Siama Y. Chaudhary//January 29, 2015

Ethics: An overview of the disciplinary process

Siama Y. Chaudhary//January 29, 2015

It’s not uncommon for lawyers to panic when a client, opposing party or judge files a complaint against them.

They rack their brains thinking of the myriad ways in which they could have done things differently. They wonder whether the complainant dislikes them, or whether the complainant is really upset about something else. They think that if only the complainant had talked with them about the issue(s) before filing the complaint, perhaps they could have amicably resolved their differences.

The first step to avoiding those altogether natural feelings of nervousness and panic is to understand the process by which complaints are addressed.

In accordance with the Minnesota Rules on Lawyers Professional Responsibility, upon receipt of a complaint against an attorney, the director’s office determines whether there is a reasonable belief that misconduct may have occurred. If so, then a “Notice of Investigation” is issued.

Most complaints are investigated preliminarily by a volunteer investigator on behalf of a local district ethics committee. The lawyer is required to respond to the complaint; the complainant is then entitled to respond to the lawyer’s submission. (If the complainant is or was the attorney’s client, then the complainant receives a copy of the attorney’s response. Otherwise, the response is summarized and the complainant is given the opportunity to respond.)

At the conclusion of the DEC investigation, a recommendation is made to the director as to the appropriate disposition based on the facts and circumstances of that particular situation.

Disciplinary determinations fall into two categories: private and public. Private dispositions include determinations that discipline is not warranted (which are expunged after three years), admonitions and stipulated private probations. Public discipline is imposed directly by the Supreme Court and includes public reprimands, public probations, suspension (indefinite or for a defined period of time) and disbarment.

Under Rule 8(d)(2) of the RLPR, an admonition is issued only for professional misconduct that is both “isolated and non-serious.”

In the event a violation of the rules is found, it does not necessarily mean that the attorney’s conduct was malicious or that the violation was the result of the respondent-attorney’s incompetence as a practicing lawyer.

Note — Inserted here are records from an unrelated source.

PR #515, opened 2022-08-25
Defer pandas imports

mattwthompson:
### Description
Unfortunately the wins won't happen until https://github.com/hgrecco/pint/pull/1492 is finished.

```python3
>>> import sys, rdkit, openff.toolkit
>>> "pandas" in sys.modules
False
>>> import openff.units
>>> "pandas" in sys.modules
True
```

### Checklist
- [ ] Add tests
- [x] Lint
- [ ] Update docstrings


mattwthompson:
Blocked by https://github.com/hgrecco/pint/pull/1492

mattwthompson:
This should no longer be needed after Pint 0.21, but will need to test to be sure

PR #562, opened 2022-11-29
Do not call `setup.py` directly

mattwthompson:
See i.e. https://blog.ganssle.io/articles/2021/10/setup-py-deprecated.html


mattwthompson:
Cool, this drops a few deprecation warnings in logs.

PR #591, opened 2023-02-21
Support double exponential force fields

mattwthompson:
### Description

### Checklist
- [ ] Add tests
  - [x] Test against reference implementation
- [ ] Lint
- [ ] Update docstrings

### DIFF
--- a/devtools/conda-envs/test_env.yaml
+++ b/devtools/conda-envs/test_env.yaml
@@ -38,3 +38,5 @@ dependencies:
   - types-setuptools
   - types-pkg_resources
   - pandas-stubs >=1.2.0.56
+  - pip:
+    - git+https://github.com/jthorton/de-forcefields
--- a/docs/releasehistory.md
+++ b/docs/releasehistory.md
@@ -26,6 +26,7 @@ Please note that all releases prior to a version 1.0.0 are considered pre-releas
 
 ### New features
 * #589 For convenience, per-parameter variables are now stored on `SMIRNOFFCollection.potential_parameters` and its subclasses.
+* #591 Adds support for custom `SMIRNOFFCollections` via a plugin interface.
 
 ## 0.2.3 - 2022-11-21
 
--- a/openff/interchange/components/potentials.py
+++ b/openff/interchange/components/potentials.py
@@ -103,6 +103,10 @@ class Collection(DefaultModel):
     """Base class for storing parametrized force field data."""
 
     type: str = Field(..., description="The type of potentials this handler stores.")
+    is_plugin: bool = Field(
+        False,
+        description="Whether this collection is defined as a plugin.",
+    )
     expression: str = Field(
         ...,
         description="The analytical expression governing the potentials in this handler.",
--- a/openff/interchange/exceptions.py
+++ b/openff/interchange/exceptions.py
@@ -98,7 +98,7 @@ class UnsupportedCombinationError(BaseException):
     """General exception for something going wrong in Interchange object combination."""
 
 
-class PluginIncompatibilityError(BaseException):
+class PluginCompatibilityError(BaseException):
     """A plugin is incompatible with the current version of Interchange in the way it is called."""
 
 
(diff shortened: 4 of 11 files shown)


jthorton:
Hi @mattwthompson is the plan to directly support this in interchange or should this be moved to `smirnoff-plugins`? I am keen to get plugins working with the toolkit again and would love to update `smirnoff-plugins` if there is a guide on what needs to be implemented!

mattwthompson:
I don't have a strong preference; the plugins themselves are fairly lightweight so it doesn't make much of a difference where they're packaged. I need them here at least for testing purposes, it would be too slow to need to make updates in two places while I'm testing all of this out. I need something for long-term testing so I might keep something in the `plugins/` directory here.

mattwthompson:
I used this script to get the energy of a single ethanol molecule in vacuum. It's comprehensive test but it gets past a number of barriers (creating a `System` and `Simulation` with most of the parameters matching.

```python3
"""
$ CONDA_SUBDIR=osx-64 mamba env create --name double-exponential "openff-toolkit=0.10.6" "smirnoff-plugins" openeye -c conda-forge -c openeye
...
$ mamba activate double-exponential
$ pip install git+https://github.com/jthorton/de-forcefields
"""
import openmm
import openmm.unit
from openff.toolkit.topology import Molecule
from openff.toolkit.typing.engines.smirnoff import ForceField

force_field = ForceField("de-force-1.0.0.offxml", load_plugins=True)

molecule = Molecule.from_smiles("CCO")
molecule.generate_conformers(n_conformers=1)

topology = molecule.to_topology()
topology.box_vectors = [4, 4, 4] * openmm.unit.nanometer

system = force_field.create_openmm_system(topology)

simulation = openmm.app.Simulation(
    topology.to_openmm(),
    system,
    openmm.LangevinIntegrator(300, 1, 0.002),
    openmm.Platform.getPlatformByName("CPU"),
)

simulation.context.setPositions(molecule.conformers[0])
simulation.context.setPeriodicBoxVectors(*topology.box_vectors)

state = simulation.context.getState(getEnergy=True)

print(state.getPotentialEnergy().in_units_of(openmm.unit.kilojoule_per_mole))

with open('reference.xml', 'w') as f:
    f.write(openmm.XmlSerializer.serialize(system))
```


When I run this today, I get 13.591709748611304 kJ/mol, which is pretty close to what I see in the corresponding unit test. It's important that OpenEye is installed and available to get that number, otherwise the partial charges are very different and I get or 37.9516622967221. (Looking at CI [logs](https://github.com/openforcefield/openff-interchange/actions/runs/4247603129/jobs/7385826270), there's an extra ~0.001 kJ/mol difference for just this tiny molecule _just for switching from macOS to Linux_!)

Two quirks that are currently included in this code:

I separate out the 1-4 coluombic interactions into a separate `openmm.CustomBondForce`. The current `smirnoff-plugins` implementation just sets the interactions directly on the `openmm.NonbondedForce` that stores the charges. In both cases, the intermolecular electrostatics are handled by an `openmm.NonbondedForce` with sigmas and epsilons zeroed out. Eyeballing the XMLs shows the same parameters, just organized differently. My choice here doesn't help anything in OpenMM world but it's the only way I know of to match GROMACS's ability to separate out 1-4 coulombic interactions from the rest of the electrostatics.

In some situations, however, regardless of whether an innocent oversight is to blame, a rule violation is a rule violation regardless of how technical it may seem.

The Minnesota Supreme Court, in considering an appeal of a private admonition in In re MDK, 534 N.W.2d 271, 272 (Minn. 1995), noted the fact that “no one was misled and that [the attorney] took remedial measures does not reduce a violation of a rule, however technical, into no violation and thus no discipline at all.”

Certain conduct, even when the attorney had a genuine belief of compliance with the rules, can violate the disciplinary rules.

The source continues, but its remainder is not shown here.